State how many lines of the entries hold the string "public", and output nothing but that count.

----------

PR #7260, opened 2026-06-14
fix(sql): fix internal error when a dotted name follows an operator

bluestreak01:
## Problem

Our demo box was being probed by vulnerability scanners with requests like:

```
tables()/.env
tables()/.git/HEAD
```

These are sent to `/exec?query=...` and reach the SQL compiler. `tables()/.env` is **not** a path lookup — the parser reads it as the division expression `tables() / .env` in the FROM clause.

While building the AST, the expression parser handles the `.env` dotted name by peeking the operator stack and casting the qualifier node's token to `GenericLexer.FloatingSequence`:

```java
final GenericLexer.FloatingSequence fsA = (GenericLexer.FloatingSequence) en.token;
```

When the stack top is a **pending operator** (`/`), its token is a plain `java.lang.String`, so the unchecked cast throws a raw **`ClassCastException`** instead of a `SqlException`. The result is that a malformed scanner probe surfaces as an **internal/critical error** (500-class, stack-traced in the logs) rather than an ordinary "bad query" `400`.

Reproduced directly against the compiler:

| query | before | after |
|---|---|---|
| `tables()/.env` | `ClassCastException` | `SqlException: '.' is unexpected here` |
| `tables()/.git/HEAD` | `ClassCastException` | `SqlException: '.' is unexpected here` |
| `tables() / .env` | `ClassCastException` | `SqlException: '.' is unexpected here` |
| `select 1/.env from long_sequence(1)` | `ClassCastException` | `SqlException: '.' is unexpected here` |

(The crash-vs-clean behavior even varied with pooled parser state across queries, which is why some variants happened to look fine.)

## Fix

`ExpressionParser` — guard the fast-path concat so it only runs when the qualifier token is actually a `FloatingSequence`; otherwise reject cleanly with `'.' is unexpected here`. This is general: it fixes **every** malformed `<expr> / .name` shape, not just the specific names scanners use.

## Tests

- New regression test `ExpressionParserTest#testDottedNameAfterOperatorFailsCleanly`. It fails with the original `ClassCastException` when the fix is reverted (verified), and passes with the fix.
- Full parser suites green: `ExpressionParserTest` (296), `SqlParserTest` (1081), `ExpressionParserFuzzTest`, `SqlParserUpdateTest` — **1410 tests, 0 failures**.
- Valid dotted names are unaffected: `(a.b).c`, `"x".y`, `tables().f(...)`, qualified columns/tables, etc.

### DIFF
--- a/core/src/main/java/io/questdb/griffin/ExpressionParser.java
+++ b/core/src/main/java/io/questdb/griffin/ExpressionParser.java
@@ -2013,10 +2013,17 @@ public class ExpressionParser {
                                 cse.put(en.token).put(GenericLexer.unquoteIfNoDots(tok));
                                 opStack.push(expressionNodePool.next().of(
                                         ExpressionNode.LITERAL, cse.toImmutable(), Integer.MIN_VALUE, en.position));
-                            } else {
+                            } else if (en.token instanceof GenericLexer.FloatingSequence) {
                                 final GenericLexer.FloatingSequence fsA = (GenericLexer.FloatingSequence) en.token;
                                 // vanilla 'a.b', just concat tokens efficiently
                                 fsA.setHi(lexer.getTokenHi());
+                            } else {
+                                // 'en' is not a valid qualifier for a dotted name. This happens for
+                                // malformed input such as "tables()/.env", where the top of the stack
+                                // is a pending operator ('/') rather than an identifier. Reject it
+                                // cleanly instead of letting the cast above fail with an internal
+                                // ClassCastException (which would surface as a 500/critical error).
+                                throw SqlException.$(lastPos, "'.' is unexpected here");
                             }
                         } else if (prevBranch == BRANCH_DOT_DEREFERENCE) {
                             argStackDepth++;
--- a/core/src/test/java/io/questdb/test/griffin/ExpressionParserTest.java
+++ b/core/src/test/java/io/questdb/test/griffin/ExpressionParserTest.java
@@ -901,6 +901,18 @@ public class ExpressionParserTest extends AbstractCairoTest {
     }
 
     @Test
+    public void testDottedNameAfterOperatorFailsCleanly() {
+        // A dotted name whose qualifier is a pending operator (not an identifier) used to
+        // blow up with an internal ClassCastException, e.g. the demo-box scanner probes
+        // "tables()/.env" and "tables()/.git/HEAD" (parsed as the division tables() / .env).
+        // It must now fail with a clean SqlException instead.
+        assertFail("tables()/.env", 10, "'.' is unexpected here");
+        assertFail("tables()/.git/HEAD", 10, "'.' is unexpected here");
+        assertFail("tables() / .env", 12, "'.' is unexpected here");
+        assertFail("1/.env", 3, "'.' is unexpected here");
+    }
+
+    @Test
     public void testDotDereferenceFunction() throws SqlException {
         x("a.b 1 2 3 f .", "(a.b).f(1,2,3)");
     }


bluestreak01:
## Review — `fix(sql): fix internal error when a dotted name follows an operator`

**Verdict: Approve with minor changes.** The core change is correct, minimal, and regression-free. It builds and the new regression test passes (`ExpressionParserTest#testDottedNameAfterOperatorFailsCleanly`).

By construction the change can only convert a previously-thrown `ClassCastException` (a 500/internal error) into a `SqlException` (a clean 400): any input that reached the old `else` and succeeded necessarily had `en.token instanceof FloatingSequence`, so it still runs the identical `setHi`. I verified that no production code anywhere catches `ClassCastException`, so no caller relied on the old behavior, and every reachable context (REST `/exec`, `/exp`, pgwire, ILP, materialized views) handles the new `SqlException` correctly — pgwire and `/exp` actually improve (real message + position instead of a raw cast string).

No Critical findings.

### Moderate

**1. The fix is asymmetric — the quoted variant `tables()/."env"` still mis-parses silently (out-of-diff, pre-existing).** `core/src/main/java/io/questdb/griffin/ExpressionParser.java:2007`

The unchanged sibling branch `if (Chars.isQuoted(tok) || en.token instanceof NameAssemblerCharSequence)` runs *before* the new guard and never validates that `en` is a real qualifier. For `tables()/."env"` the quoted `tok` short-circuits into that branch, which does `opStack.pop()` (discarding the pending `/` operator) and `cse.put(en.token)` → concatenates the operator token `"/"` with `env`. **Confirmed empirically**: this throws *nothing* and parses to RPN `tables /env` — silently dropping the division and producing garbage, which is arguably worse than the CCE this PR fixes. Same root cause and same probe family, just on the quoted path. It is **pre-existing and out of scope** (not a regression), but the PR's stated goal — "fixes *every* malformed `<expr> / .name` shape" — overstates the result. Suggested follow-up: gate the first branch on `en` also being a valid qualifier and route operator/constant qualifiers to the same `'.' is unexpected here` error, then add a `tables()/."env"` test case. Not blocking for the unquoted scanner probes the PR actually targets.

**2. Missing PR labels.** The PR has zero labels. A `fix(sql):` PR should carry **SQL** and **Bug**; given the vulnerability-scanner context, **Security** is also warranted.

### Minor

**3. New test method is alphabetically misplaced.** `ExpressionParserTest.java:904` — `testDottedNameAfterOperatorFailsCleanly` was inserted inside the `testDotDereference*` cluster. `testDotted...` sorts after the entire `testDot[A-Z]*` group and before `testDouble*`, so its correct slot is between `testDotStar` (999) and `testDoubleArrayDereference` (1004).

**4. Error position vs. message wording.** `SqlException.$(lastPos, "'.' is unexpected here")` points the caret at the identifier *after* the dot (col 10 for `tables()/.env`), but the message names the `'.'`, which sits at `lastPos - 1` (col 9). The whitespace guard at line 2000 guarantees `lastPos - 1` is exactly the dot when the throw is reached, and the sibling `"'[' is unexpected here"` (line 1173) points *at* the `[`. Per the error-position convention, `lastPos - 1` would mark the offending character the message names. (Tightening it requires updating the asserted positions to 9/9/11/2.) Low priority.

**5. `instanceof` without a pattern variable.** `ExpressionParser.java:2016-2017` does `else if (en.token instanceof GenericLexer.FloatingSequence)` immediately followed by a manual `(GenericLexer.FloatingSequence) en.token` cast. Folding to `instanceof GenericLexer.FloatingSequence fsA` drops the redundant cast (line 805 already does exactly this). Bytecode/perf identical — readability only.

**6. PR description tone.** Prefer a level-headed tone with no bold emphasis on numbers; the body bolds `**1410 tests, 0 failures**` and several words, and uses passive voice ("Our demo box was being probed", "These are sent to `/exec`"). De-bold the metrics and switch to active voice.

**7. Optional extra coverage.** The parser-level test is sufficient. Optionally worth adding: a SQL-compiler-level `assertException("tables()/.env", 10, ...)` exercising the full `/exec` compile path, and one or two other-operator variants (`*`, `||`).

### Checked and dismissed (non-findings)

- *"`instanceof` + cast adds a redundant type check (perf)"* — the old `else` already executed a `checkcast`; the new `instanceof` is the same test hoisted one line earlier, and HotSpot folds the dominated `checkcast`. Zero added cost on the once-per-compile path, zero allocation on the success path.
- *"Missing `assertMemoryLeak()`"* — the file has zero `assertMemoryLeak` usages; `testParseExpression` allocates no native memory. The new test matches the file convention.
- *"Builder-API assertion rules violated"* — N/A; this is a parser-level `assertFail` test, not an `assertQuery`/`assertSql` query-result test.
- *Sibling unguarded cast at `ExpressionParser.java:~1111`* — only runs after a literal/constant branch (tokens always `FloatingSequence`); could not construct a reaching input, so unproven and out of scope.

### Summary

Correct, minimal, verified by build + passing test; no Critical issues, no regressions. The change is strictly safer (CCE→SqlException) and improves error reporting in pgwire and `/exp` as a side effect. The honest caveat is the quoted-variant `tables()/."env"` (Moderate #1), which the "fixes every shape" claim doesn't actually cover — pre-existing, out of scope, suggested as follow-up.

<sub>Reviewed at level 3: all applicable agents (Rust agent N/A), with build, regression-test run, an empirical quoted-variant probe, and per-finding source verification.</sub>

nwoolmer (approved):

mtopolnik:
#### [PR Coverage check]

#### file detail

|----|----|----|----|----|
|:large_blue_circle:|io/questdb/griffin/ExpressionParser.java|3|3|100.00%|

----------

Answer to this task: 4